When I was in the military and we did PT assessments, push ups were considered a muscular endurance test, not a muscular strength test.


----------



## CowPimp (Jul 24, 2004)

That's about 231 pushups per day you need to do.  Just do 20 every hour or so and you'll be good to go.


----------



## chadeau (Jul 24, 2004)

Mindless said:
			
		

> I think you misread/misunderstood the question.



Training to do 100 push-ups would deffinitly help someone prepair do 3000 push ups over 13 days.


----------



## clemson357 (Jul 25, 2004)

when I was in high school we had a contest in gym, I did 82 push ups in a minute, good form and everything.  basically as fast as you can do them for a minute straight.


----------



## clemson357 (Jul 25, 2004)

i can't even do 82 in a row now...


----------



## Mindless (Aug 11, 2004)

Well, the days went by, I did the pushups, came back and maxed out on bench at 110.  How could this increase have happened to quickly?  Was it just psychological?


----------



## camarosuper6 (Aug 12, 2004)

You probably did get stronger because of it, but just a little.

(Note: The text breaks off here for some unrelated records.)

PR #42626, opened 2022-06-02
[9.x] Adds `plain_text` validation rule

ecrmnn:
### Why?
When validating user input (especially non-English) rules like `alpha`, `alpha_dash` and `alpha_num` doesn't work well, while `string` is too inclusive.

We want to allow as much as possible _(characters, quotes, dashes and emojis)_ -- while making sure there are no code injection / executable code.

| Test | `plain_text` | `alpha` | `alpha_dash` | `alpha_num` | `string` |
|-|-|-|-|-|-|
| Joe O'Brian | ✅ | ❌ | ❌ | ❌ | ✅ |
| Mary-Kate | ✅ | ❌ | ✅ | ❌ | ✅ |
| X Æ A-Xii | ✅ | ❌ | ❌ | ❌ | ✅ |
| Mrs. Jackson | ✅ | ❌ | ❌ | ❌ | ✅ |
| Can contain "double quotes" | ✅ | ❌ | ❌ | ❌ | ✅ |
| Blåbærsyltetøy | ✅ | ✅ | ✅ | ✅ | ✅ |
| ラーメン | ✅ | ✅ | ✅ | ✅ | ✅ |
| 🍑 | ✅ | ❌ | ❌ | ❌ | ✅ |
| https://url.com | ✅ | ❌ | ❌ | ❌ | ✅ |
| !"#$%&/()=_-@*^¨1234567890 | ✅ | ❌ | ❌ | ❌ | ✅ |
|     John Doe | ✅ | ❌ | ❌ | ❌ | ✅ |
| John\nDoe | ❌ | ❌ | ❌ | ❌ | ✅ |
| `<p>HTML tags is not OK</p>` | ❌ | ❌ | ❌ | ❌ | ✅ |
| \t\n\r\0\v is not OK | ❌ | ❌ | ❌ | ❌ | ✅ |
| <script>console.log('hello');</script> | ❌ | ❌ | ❌ | ❌ | ✅ |

### DIFF
--- a/src/Illuminate/Validation/Concerns/ValidatesAttributes.php
+++ b/src/Illuminate/Validation/Concerns/ValidatesAttributes.php
@@ -1463,7 +1463,6 @@ trait ValidatesAttributes
      */
     public function validatePlainText($attribute, $value)
     {
-        dump(trim(strip_tags($value)), $value);
         return trim(strip_tags($value)) === $value;
     }
 
--- a/src/Illuminate/Validation/Concerns/ValidatesAttributes.php
+++ b/src/Illuminate/Validation/Concerns/ValidatesAttributes.php
@@ -1455,6 +1455,19 @@ trait ValidatesAttributes
     }
 
     /**
+     * Validate that an attribute is plain text.
+     *
+     * @param  string  $attribute
+     * @param  mixed  $value
+     * @return bool
+     */
+    public function validatePlainText($attribute, $value)
+    {
+        dump(trim(strip_tags($value)), $value);
+        return trim(strip_tags($value)) === $value;
+    }
+
+    /**
      * Validate that an attribute exists even if not filled.
      *
      * @param  string  $attribute
--- a/src/Illuminate/Validation/Concerns/ValidatesAttributes.php
+++ b/src/Illuminate/Validation/Concerns/ValidatesAttributes.php
@@ -1463,7 +1463,6 @@ trait ValidatesAttributes
      */
     public function validatePlainText($attribute, $value)
     {
-        dump(str_replace(["\n","\r","\t","\v","\0","\x00"], '', strip_tags($value)), $value);
         return str_replace(["\n","\r","\t","\v","\0","\x00"], '', strip_tags($value)) === $value;
     }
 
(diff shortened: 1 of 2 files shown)


dennisprudlo:
I like the idea, however with `trim(strip_tags($value)) === $value` the `John\nDoe` example will pass (there is no tag and nothing to trim).

Also, IMO leading and trailing spaces shouldn't be a reason to fail. If a space between words is considered "plain text" why isn't a space (or more) after the full text.

ecrmnn:
@dennisprudlo Thanks for the heads up. Also, I agree that it probably shouldn't fail on leading/trailing spaces. I've updated the code to fix this.

ecrmnn:
@johanrosenson Hmm, while I do agree that newlines are part of plain text, I generally don't want them. At least that's one of the things I want this rule to filter out.

Should I change the name to something different? Any suggestions?

Maybe there should be two rules?
- `plain_text` for simply stripping tags
- `no_white_space` for removing white space like [trim()](https://www.php.net/manual/en/function.trim.php) does

|Test|plain_text|no_white_space|plain_text + no_whitespace
|-|-|-|-|
|Joe\nDoe|✅|❌|❌|
|`<p>HTML tags is not OK</p>`|❌|✅|❌|

judgej:
Essentially you are pulling in a collection of simpler rules, and giving it a name. I'm sure no matter what rules you use, it will not be suitable for someone's specific use-case.

Would a rule macro or meta rule approach, with some default examples, be a better approach? It would have a very wide range of use-cases.

ecrmnn:
@judgej Yup, but you can say the same for every validation rule though. 

What I want is something that solves 90% of all user input. Stuff like, first/middle/last name, address, city, title, description, excerpt. Just to make sure there are no code injection or weird formatting.

Existing rules falls short.

Maybe the name is misleading and it should be named something else to make it clear, e.g.;
- `plain_string`
- `without_tags`
- `trimmed`

taylorotwell:
I feel like this will have a lot of opinions around it. Feel free to release as a package or just as a simple custom rule people can copy and paste.

judgej:
That was my concern. Whatever the rules in it, it would be wrong for too many people.

Creating a custom rule and using that to wrap a bunch of more primitive validation rules, is incredibly easy now, as is providing new validation rules through a package.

I would forgo pushups now and focus on core strength movements


----------



## P-funk (Aug 12, 2004)

I love doing push ups.  they give me such a crazy pump in my lats, tri's and chest!!!


----------



## kinein (Aug 12, 2004)

I recall a friend that did 200 pushups everyday. At 18 he was a buff looking pretty boy. I can tell you that for sure. Pushups are great! I tend to do them at the end of my workout much like dips personally.


----------



## aztecwolf (Aug 12, 2004)

try them at a 4-2-2 tempo... fours second down, two at the bottom, and two back up.. and repeat, you will be screamiong for mommy around twenty


----------



## largepkg (Aug 12, 2004)

aztecwolf said:
			
		

> try them at a 4-2-2 tempo... fours second down, two at the bottom, and two back up.. and repeat, you will be screamiong for mommy around twenty




I'd be screaming for mommy around 3!


----------



## pumpchaser (Aug 13, 2004)

Kind of a joke that pushups aren't taken seriously; if you do enough of them, then progress to pushups with resistance on your back, you'll be plenty strong and have developed much of the potential that bench press will give you IMO. Calisthenics also make you look more athletic than with weights.


----------